Copy the result of filtering the entries below for lines that include the string "boolean".
SOURCE DATA START
PR #3028, opened 2024-11-10
Add User Flairs and Username Component

anshg1214:
This PR adds a universal Username Component for showing user flairs.

### DIFF
--- a/frontend/js/src/common/Username.tsx
+++ b/frontend/js/src/common/Username.tsx
@@ -2,23 +2,32 @@ import * as React from "react";
 import { Link } from "react-router-dom";
 import useUserFlairs from "../utils/FlairLoader";
 
-function Username({
-  username,
-  elementType,
-  hideFlair = false,
-  showLink = false,
-  ...otherProps
-}: {
+type BaseUsernameProps = {
   username: string;
-  elementType?: keyof JSX.IntrinsicElements;
   hideFlair?: boolean;
-  showLink?: boolean;
   [key: string]: any;
-}) {
-  const Element = elementType;
+};
+
+type WithLinkProps = BaseUsernameProps & {
+  hideLink?: false;
+};
+
+type WithElementProps = BaseUsernameProps & {
+  hideLink: true;
+  elementType: keyof JSX.IntrinsicElements;
+};
+
+function Username(props: WithLinkProps | WithElementProps) {
+  const {
+    username,
+    elementType,
+    hideFlair = false,
+    hideLink = false,
+    ...otherProps
+  } = props;
   const flairType = useUserFlairs(username);
 
-  if (showLink) {
+  if (!hideLink) {
     return (
       <Link
         to={`/user/${username}/`}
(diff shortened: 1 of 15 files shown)


frontend/js/src/common/Username.tsx
anshg1214, line 1: @MonkeyDo Is this component suitable for your flair designs that require JavaScript manipulation, or do you need any customizations?

frontend/js/src/common/Username.tsx
```diff
@@ -0,0 +1,52 @@
...
+  username,
+  elementType,
+  hideFlair = false,
+  showLink = false,
+  ...otherProps
+}: {
+  username: string;
+  elementType?: keyof JSX.IntrinsicElements;
+  hideFlair?: boolean;
+  showLink?: boolean;
```
MonkeyDo, line 15: I think it might make more sense to have the default be a link, and the option to be `hideLink` instead when we really don't want it to be a link (which according to my understanding will be more rare).

In that case, perhaps there is a way to make elementType required, but only when hideLink is true?
We have an example of that in the codebase:

https://github.com/metabrainz/listenbrainz-server/blob/90453e5ef35c5b1c21051d9f33882c8e2a8d5b09/frontend/js/src/explore/art-creator/ArtCreator.tsx#L25C1-L40C1

frontend/js/src/common/Username.tsx
```diff
@@ -0,0 +1,52 @@
...
+  const Element = elementType;
+  const flairType = useUserFlairs(username);
+
+  if (showLink) {
+    return (
+      <Link
+        to={`/user/${username}/`}
+        {...otherProps}
+        className={`${otherProps?.className || ""} ${
+          !hideFlair ? flairType || "" : ""
```
MonkeyDo, line 27: I made it so you always need to apply the class `flair` as well as the actual flair type, that seemed a more safe option to ensure we don't end up with a wacky css animation somewhere not intended...
See #3027 

That being said, "flair" need to be added here along with flairType/

MonkeyDo (commented):
Looking good !

frontend/js/src/common/Username.tsx
anshg1214: Hmm, yes that's a better approach. Fixed

frontend/js/src/common/Username.tsx
MonkeyDo: I propose to focus on merging this PR first, and I will make the modifications needed in #3027 
That way I can actually test with the CSS animation to ensure I'm not missing anything.

MonkeyDo: I made a small modification to the types and to the component to make it easier to adapt once it is merged

anshg1214: Yep, looks good

MonkeyDo (approved):
I took the liberty of pushing a commit with a couple of changes (I had too dig into `React.HTMLAttributes` and `HTMLElementTagNameMap` and try things out before I could comment anything, so I figures I might as well just commit those changes).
SOURCE DATA END
• [ANSWER TO THE PROBLEM]:
   hideFlair?: boolean;
-  showLink?: boolean;
+  hideFlair?: boolean;
+  showLink?: boolean;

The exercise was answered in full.